Reviews of the case by a Garda team and a consultant psychiatrist eventually poured doubt on the Lyons admissions, but only after the investigating team lodged their file with the DPP insisting Lyons remain charged with Ms Callanan’s murder and be further charged with killing Ms Sheils.
In April 1998, some 13 months after the murders, the charge was dropped against Lyons, who was then released.
He would die in the UK two years later, having served a prison sentence there on another matter.
To further complicate matters for the Garda, Nash withdrew his admission just one month after making it.

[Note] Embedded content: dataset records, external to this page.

PR #1661, opened 2019-11-19
Projects: New layout on small screens

PeterMPhillips:
Large:
Screenshot from 2019-11-18 16-17-04

Medium:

In October 1999, after having decided three months earlier to charge Nash with the murders, the DPP decided it could not proceed with such action.
Major obstacle
On top of Nash’s withdrawal, the fact another man had made an admission to the crimes created a major obstacle to pursuing Nash.

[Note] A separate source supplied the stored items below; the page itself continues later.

PR #1668, opened 2019-11-19
Projects: Removed difficulty modifier from Fixed funding model

PeterMPhillips:
Removed difficulty modifiers from the fixed funding model and added remove buttons to both fixed and hourly.

Screenshot from 2019-11-19 09-44-07
Screenshot from 2019-11-19 09-44-20
Screenshot from 2019-11-19 09-50-53

### DIFF
--- a/apps/projects/app/components/Content/Settings.js
+++ b/apps/projects/app/components/Content/Settings.js
@@ -145,7 +145,7 @@ const ExperienceLevel = ({
                 <TextInput
                   type="text"
                   css="font-size: 16px; width: 65%"
-                  defaultValue={exp.name}
+                  value={exp.name}
                   onChange={generateExpLevelHandler(index, 'N')}
                 />
                 <IconContainer
@@ -166,7 +166,7 @@ const ExperienceLevel = ({
               <TextInput
                 type="text"
                 css="font-size: 16px; flex-grow: 1"
-                defaultValue={exp.name}
+                value={exp.name}
                 onChange={generateExpLevelHandler(index, 'N')}
               />
               <IconContainer
--- a/apps/projects/app/components/Content/Settings.js
+++ b/apps/projects/app/components/Content/Settings.js
@@ -9,11 +9,13 @@ import {
   Field,
   GU,
   Info,
+  IconRemove,
   Link,
   Text,
   TextInput,
   useLayout,
   useTheme,
+  unselectable,
 } from '@aragon/ui'
 
 import { LocalIdentityBadge } from '../../../../../shared/identity'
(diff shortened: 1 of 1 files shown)


stellarmagnet:
When it has no multiplier, the label should say just “difficulty”

PeterMPhillips:
New label:
Screenshot from 2019-11-19 12-08-40

apps/projects/app/components/Content/Settings.js
```diff
@@ -502,4 +548,25 @@ const Column = styled.div`
...
+  all: unset;
+  color: ${({ disabled, theme }) => (disabled ? theme.disabled : theme.contentSecondary)};
+  cursor: ${({ disabled }) => (disabled ? 'not-allowed' : 'pointer')};
+  display: flex;
+  justify-content: center;
+  :hover {
+    color: ${({ disabled, theme }) => disabled ? theme.disabled : theme.contentBorderActive};
+  }
+  :active {
+    color: ${({ disabled, theme }) => (disabled ? theme.disabled : theme.accent)};
```
chadoh: Let's wrap the whole set of hover & active styles in a conditional. We don't need them if `disabled`. So:

```js
${p => !p.disabled && css`
  :hover { ... }
  :active { ... }
`}

File: apps/projects/app/components/Content/Settings.js [hunk 2]
```diff
@@ -114,37 +116,71 @@ SettingLabel.propTypes = {
...
+                css="font-size: 16px; flex-grow: 1"
+                defaultValue={exp.name}
+                onChange={generateExpLevelHandler(index, 'N')}
+              />
+              <IconContainer
+                theme={theme}
+                disabled={expLevels.length <= 1}
+                style={{ transform: 'scale(.8)' }}
+                onClick={() => onRemoveExpLevel(index)}
+                title="Remove this difficulty multiplier"
```
chadoh: This should say "Remove this difficulty" or maybe "Remove this difficulty setting," but should not say "multiplier."

apps/projects/app/components/Content/Settings.js
```diff
@@ -502,4 +548,25 @@ const Column = styled.div`
...
+    color: ${({ disabled, theme }) => disabled ? theme.disabled : theme.contentBorderActive};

All the while, the family of Ms Callanan and Ms Sheils were still waiting for justice.
Their solicitor Michael Finucane repeatedly called for a State inquiry into the entire affair.
The then minister for justice Michael McDowell dismissed that idea, but a Garda working group on the matter was established.

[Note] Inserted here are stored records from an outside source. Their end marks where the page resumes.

Issue #1584, opened 2019-11-08
Data retained after going from Edit Budget to New Budget


stellarmagnet:
1. Navigate to allocations app that has budgets
2. Click on a budget card and click "edit budget"
3. Close/cancel
4. Click on "New budget"

You'll see the data from the budget you edited there. 

Expected: when I hit new budget, the fields should be empty

javieralaves:
Tested this in the continuous deploy from December 17th, 2019.

✅ This issue no longer exists.

PR #1670, opened 2019-11-19
Allocations: New panel gets fresh state

PeterMPhillips:
Fix for issue #1584:

Before the panel state would update the INITIAL_STATE const on updates, so anytime the panel state was initialized it would just get the last state instead of a new state.

Also, it should be noted that the 'Edit budget' option has been removed from the context menu. I'm not sure why this was done so I left it that way. Whenever we decide to have an 'Edit budget' again this state problem will be fixed.

### DIFF
--- a/apps/allocations/app/components/Panel/NewAllocation.js
+++ b/apps/allocations/app/components/Panel/NewAllocation.js
@@ -54,7 +54,7 @@ class NewAllocation extends React.Component {
   constructor(props) {
     super(props)
     const { budgets, budgetId } = props
-    this.state = INITIAL_STATE
+    this.state = { ...INITIAL_STATE }
     this.state.recipients = {}
     this.state.recipientsValid = {}
     const recipientId = Date.now()
--- a/apps/allocations/app/components/Panel/NewBudget.js
+++ b/apps/allocations/app/components/Panel/NewBudget.js
@@ -39,7 +39,7 @@ class NewBudget extends React.Component {
 
   constructor(props) {
     super(props)
-    this.state =  INITIAL_STATE
+    this.state = { ...INITIAL_STATE }
     if (props.editingBudget.id) {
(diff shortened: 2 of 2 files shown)


PeterMPhillips:
@ottodevs 
First, to test this you have to remove some commented out line of code in components/Card/Budget.js.
Before:
Screenshot from 2019-11-21 09-57-38

After:
Screenshot from 2019-11-21 10-05-46

You can see the behaviour described in the issue here:
NewBudgetBefore

And after the fix:
NewBudgetAfter

Regarding the comment about the issue happening in edit budget, not new budget, there is only one script that handles new budget and edit budget -- NewBudget.js. But regardless, clearly the issue is due to the interaction of both.

Regarding the comment about new allocation, yes this issue doesn't affect the NewAllocation.js script and so it didn't need to be changed, I was attempting to keep things consistent across the scripts and because there is clearly an issue with assumptions that were made about the consistency of `INITIAL_STATE`. However, it does bring to attention that we aren't handling state particularly well in that script. Just a quick walkthrough:
1) At the constructor we set `this.state` with this line: `this.state = INITIAL_STATE`. However, since this is just a reference, any changes to `this.state` causes changes to `INITITAL_STATE`. 
2) So to reset `this.state`/`INITIAL_STATE` we also have to directly set each relevant variables e.g. `this.state.recipients = {}`
3) When a user types a recipient into the field, instead of calling `setState` we directly change the recipients value like so `recipients[e.target.id] = value` which causes `INITIAL_STATE` to be updated to that value, thus requiring us to reset that value in step 2.

Either we should not use `INITIAL_STATE` and just set the state directly inside the constructor or we should take steps to prevent `INITIAL_STATE` from getting updated on state changes so that it can be reliably used to reset the state. Right now we're using `INITIAL_STATE` and resetting values in the constructor and there's no reason why. However, such changes are outside of the scope of this issue.

PR #1672, opened 2019-11-19
Allocations: Fix edit budget symbol

PeterMPhillips:
Third symbol in the dropdown:
Screenshot from 2019-11-19 15-29-17

Displays correctly when editing budget:
Screenshot from 2019-11-19 15-29-44

### DIFF
--- a/apps/allocations/app/components/Panel/NewBudget.js
+++ b/apps/allocations/app/components/Panel/NewBudget.js
@@ -46,7 +46,6 @@ class NewBudget extends React.Component {
       this.state.amount = BigNumber(props.editingBudget.amount)
         .div(ETH_DECIMALS)
       this.state.amountError = false
-      this.state.selectedToken = 0
       this.state.buttonText = 'Submit'
     }
   }
--- a/apps/allocations/app/components/Panel/NewBudget.js
+++ b/apps/allocations/app/components/Panel/NewBudget.js
@@ -41,12 +41,13 @@ class NewBudget extends React.Component {
     super(props)
     this.state =  INITIAL_STATE
     if (props.editingBudget.id) {
+      const tokenIndex = props.tokens.findIndex(token => token.symbol === props.editingBudget.token.symbol)
       this.state.name = props.editingBudget.name
       this.state.nameError = false
       this.state.amount = BigNumber(props.editingBudget.amount)
         .div(ETH_DECIMALS)
       this.state.amountError = false
-      this.state.selectedToken = props.editingBudget.token.symbol === 'ETH' ? 0 : 1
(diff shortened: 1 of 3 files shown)


PeterMPhillips:
Updated radspec to use the ETH address but not include the symbol. This way we display the correct amount as long as the token is 18 decimals but do not display the symbol. In the future we can update this pass the token address to the function, but that will require an audit and a major update.

Screenshot from 2019-11-20 13-37-00

apps/allocations/app/components/Panel/NewBudget.js
```diff
@@ -41,12 +41,13 @@ class NewBudget extends React.Component {
...
     this.state =  INITIAL_STATE
     if (props.editingBudget.id) {
+      const tokenIndex = props.tokens.findIndex(token => token.symbol === props.editingBudget.token.symbol)
       this.state.name = props.editingBudget.name
       this.state.nameError = false
       this.state.amount = BigNumber(props.editingBudget.amount)
         .div(ETH_DECIMALS)
       this.state.amountError = false
-      this.state.selectedToken = props.editingBudget.token.symbol === 'ETH' ? 0 : 1
+      this.state.selectedToken = tokenIndex === -1 ? 0 : tokenIndex //Default to ETH if index not found?
```
chadoh: Why the question mark?

PeterMPhillips: Oops! I wrote that with the plan to follow up on what we wanted for the default behaviour. So if we cannot find the token symbol among the props.tokens, what behaviour do we want? Should we just default to ETH or should we have some error message?

chadoh: Seems like an errors state to me!

PeterMPhillips: I decided to take another route. Currently, for editing the budget we have a bit of a roundabout way of displaying the symbol, e.g. `symbols[selectedToken]`. But we already know the token symbol -- `props.editingBudget.token.symbol` so I decided to just display that value in the panel and set `this.state.selectedToken = 0` since we don't need to know the token to update the budget. This way we don't need to do any error handling.

apps/allocations/app/components/Panel/NewBudget.js
```diff
@@ -46,7 +46,7 @@ class NewBudget extends React.Component {
       this.state.amount = BigNumber(props.editingBudget.amount)
         .div(ETH_DECIMALS)
       this.state.amountError = false
-      this.state.selectedToken = props.editingBudget.token.symbol === 'ETH' ? 0 : 1
+      this.state.selectedToken = 0
```
chadoh: It looks like this is what it was initialize to on line 42 above. I think we can safely delete this line.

It was followed by an apology to the Lyons family three years later, and in February 2006 a commission of investigation under George Birmingham SC was established.
It concluded the following September that gardaí did not frame Dean Lyons.
Instead, it said he was a fantasist who gleaned information from the questions gardaí put to him and then put that information into his statement of admission, making it seem plausible.
In a bizarre twist to the saga, the garda who led the questioning of Lyons when he made the admissions, Det Sgt Robbie McNulty, leaked Mr Birmingham’s draft report to journalist Mick McCaffrey.
He believed it vindicated him and wanted that news to break as fast as possible, so he leaked the draft report rather than waiting for the commission to publish its final report.
Though he was cleared of the accusation that Lyons had been framed, Det Sgt McNulty was prosecuted for leaking the report and convicted.
He was fined €5,000 in July 2009 but escaped a prison term when a 12-month sentence was suspended.
He had retired from the Garda by that time.
The Garda continued to investigate the case of the Grangegorman killings with Mark Nash as the only suspect.
In October 2009, still serving life for the 1997 Doyle killings in Roscommon, he was charged with the murders.
DNA evidence
The State was by that time in a position to charge Nash with the Grangegorman murders after a major breakthrough with the DNA evidence.
When Nash killed the Doyles in August 1997, Sarah Jane Doyle gave a statement to the Garda and gave them permission to enter the flat she shared with Nash, on Clonliffe Road in Drumcondra, Dublin 3.
When they went there, a velvet pinstriped jacket was seized, along with a number of other items.
On a button on the jacket sleeve was found a blood stain. With the techniques available in 1997, a DNA profile could not be generated from it.
By 2009, forensic science had advanced and when the jacket was tested again, the blood stain yielded the DNA profile of both women killed in Grangegorman.
Gardaí knew Nash possessed the jacket at the time because it was seen hung over the back of his seat in photographs taken at a quiz in the GPO he had attended on March 6th, 1997, in the hours before the Grangegorman killings.
Protracted legal efforts in the intervening years to prevent the prosecution going ahead failed and he was finally put on trial last month.
On April 20th, 2015, Mark Nash (now 42) was found guilty of the murders of Sylvia Sheils (59) and Mary Callanan (61) in Grangegorman in 1997.